The book starts slowly, however. The first eleven essays, in two-hundred and twenty-five pages, include some distinguished names but only three useful surveys of various types of planning models in papers by Wilbur R. Maki and James E. Angus, Thomas A. Miller, and Roger F. Riefler, and a competent application of regional input-output analysis to United States freight shipments by Karen R. Polenske. The homage to Tinbergen and Frisch by the inclusion of their papers is understandable.

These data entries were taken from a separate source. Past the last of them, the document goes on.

PR #138, opened 2021-11-29
Add methods to check if an image can be rebuilt

chuazhan:
Change get_images_by_nvr to make it support passing
include_fields param.
Add an api to get the image's metadata and use these
metadata with auto_rebuild_tags api to check if this
image can be rebuilt or not.

JIRA: RHELWF-3779

### DIFF
--- a/freshmaker/pyxis.py
+++ b/freshmaker/pyxis.py
@@ -273,15 +273,18 @@ class Pyxis(object):
                           'filter': q_filter}
         return self._pagination('images', request_params)
 
-    def get_images_by_nvr(self, nvr):
+    def get_images_by_nvr(self, nvr, include=None):
         """
         Get images by image's NVR
 
         :param str nvr: NVR of image
+        :param list include: included fields in image data.
         :return: images
         :rtype: list
         """
         request_params = {"include": "data.architecture,data.brew,data.repositories"}
+        if include:
+            request_params = {'include': ','.join(include)}
         return self._pagination(f'images/nvr/{nvr}', request_params)
 
     def get_auto_rebuild_tags(self, registry, repository):
@@ -313,4 +316,20 @@ class Pyxis(object):
         for label in images[0].get("parsed_data", {}).get("labels", []):
             if label["name"] == "com.redhat.delivery.operator.bundle" and label["value"] == "true":
                 return True
+        return False
+
+    def image_is_tagged_auto_rebuild(self, nvr):
+        include = ["data.repositories.registry", "data.repositories.repository",
+                   "data.repositories.tags.name", "data.repositories.published"]
+        images = self.get_images_by_nvr(nvr, include=include)
+        if images:
+            # Only use item 0 for getting necessary metadata as the difference between
+            # different items are the arches info, the metadata we want are the same.
+            image = images[0]
+            for repo in image['repositories']:
+                if not repo['published']:
+                    continue
+                auto_rebuild_tags = self.get_auto_rebuild_tags(repo['registry'], repo['repository'])
+                if set(tag['name'] for tag in repo['tags']) & set(auto_rebuild_tags):
+                    return True
         return False
--- a/tests/test_pyxis.py
+++ b/tests/test_pyxis.py
@@ -598,3 +598,37 @@ class TestQueryPyxis(helpers.FreshmakerTestCase):
         }]
         is_bundle = self.px.is_bundle("foobar-bundle-1-234")
         self.assertFalse(is_bundle)
+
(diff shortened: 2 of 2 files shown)


freshmaker/pyxis.py
```diff
@@ -273,15 +273,16 @@ def get_images_by_digest(self, digest):
                           'filter': q_filter}
         return self._pagination('images', request_params)
 
-    def get_images_by_nvr(self, nvr):
+    def get_images_by_nvr(self, nvr, include_fields=[]):
```
qixiang, line 276: Mutable default arguments is a command python pitfall: https://docs.python-guide.org/writing/gotchas/#mutable-default-arguments

And I'd suggest just use `include` instead of `include_fields` since Pyxis is using `include`.

freshmaker/pyxis.py
```diff
@@ -273,15 +273,16 @@ def get_images_by_digest(self, digest):
...
         """
         Get images by image's NVR
 
         :param str nvr: NVR of image
+        :param list include_fields: included fields in image data.
         :return: images
         :rtype: list
         """
-        request_params = {"include": "data.architecture,data.brew,data.repositories"}
+        request_params = {'include': ','.join(include_fields)} if include_fields else {}
```
qixiang, line 285: The default `include` has been changed, it breaks the existing code, you can do it in this way:
```
request_params = {'include': 'data.architecture,data.brew,data.repositories'}
if include_fields:
    request_params.update({'include': ','.join(include_fields})
```

freshmaker/pyxis.py
```diff
@@ -314,3 +315,50 @@ def is_bundle(self, nvr):
             if label["name"] == "com.redhat.delivery.operator.bundle" and label["value"] == "true":
                 return True
         return False
+
+    def get_image_metadata_by_nvr(self, nvr):
```
qixiang, line 319: `get_image_metadata_by_nvr` and `get_rebuild_image_id` are ambiguous names or not describing the purpose very well, I'd suggest something like this (not tested):
```
def image_is_tagged_auto_rebuild(self, nvr):
    images = get_images_by_nvr(nvr, include=...)
    for image in images:
        for repo in image['repositories']:
            if not repo['published']:
                continue
            auto_rebuild_tags = self.get_auto_rebuild_tags(repo['registry'], repo['repository'])
            if set(image['tags']) & set(auto_rebuild_tags):
                return True
    return False
```

qixiang (changes requested):

tests/test_pyxis.py
```diff
@@ -598,3 +602,70 @@ def test_is_bundle_false(self, page):
...
+
+    @patch('freshmaker.pyxis.Pyxis.get_auto_rebuild_tags')
+    @patch('freshmaker.pyxis.Pyxis._pagination')
+    def test_non_rebuild_image(self, page, get_auto_rebuild_tags):
+        page.return_value = [
+            {'_links': {},
+             'repositories': [{'_links': {},
+                               '_id': '087721b',
+                               'published': True,
+                               'registry': 'registry.access.redhat.com',
```
gnaponie, line 663: Could you change this to some fake string? This is public/open source, so maybe let's not mention red hat.

freshmaker/pyxis.py
chuazhan: Yeah. A good point for the pitfall. I was considering to use a string, but I didn't choose it, because I need to tell the user to input a string with comma.

freshmaker/pyxis.py
chuazhan: Yeah. I am thinking to make the method more generic, so refactor it a bit. With a default request_params sounds ok for me.

tests/test_pyxis.py
chuazhan: Ack. Fixing

freshmaker/pyxis.py
chuazhan: Ok. Create a new method get_image_metadata_by_nvr is considering to use it when getting rpm manifest data in future. But yeah, let's consider it in following patch, maybe we don't need it. Ack. Fixing

freshmaker/pyxis.py
chuazhan: Is it only for empty list default value, maybe include_fields=None?

hluk (approved):

gnaponie:
Much more cleaner! Looks good +1

gnaponie (approved):

chuazhan:
Rename rebuild_image_id to a better one is_tagged_auto_rebuild

qixiang (approved):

Most of the next five-hundred pages contain twenty-two examples of applications of programming techniques to a variety of spatial and intertemporal allocation problems. Nearly all of them are competent and interesting in themselves. And, occasionally, they are ingenious. The examples make the point, perhaps too well, that there are many important, potential uses of programming techniques. The examples also demonstrate that it is almost always necessary to adjust the technique to the particular problem and data set. The only puzzle is why it was thought necessary to make these points with such redundancy. The models fall into a few distinct classes. Most are optimizing models which have a familiar linear or quadratic programming structure and whose most immediate progenitors are Takayama and Judge themselves. Most involve problems of the location and/or distribution of agricultural production. Most of the papers are concerned with the United States, but there are also applications to particular Japanese, European and international production and distribution problems.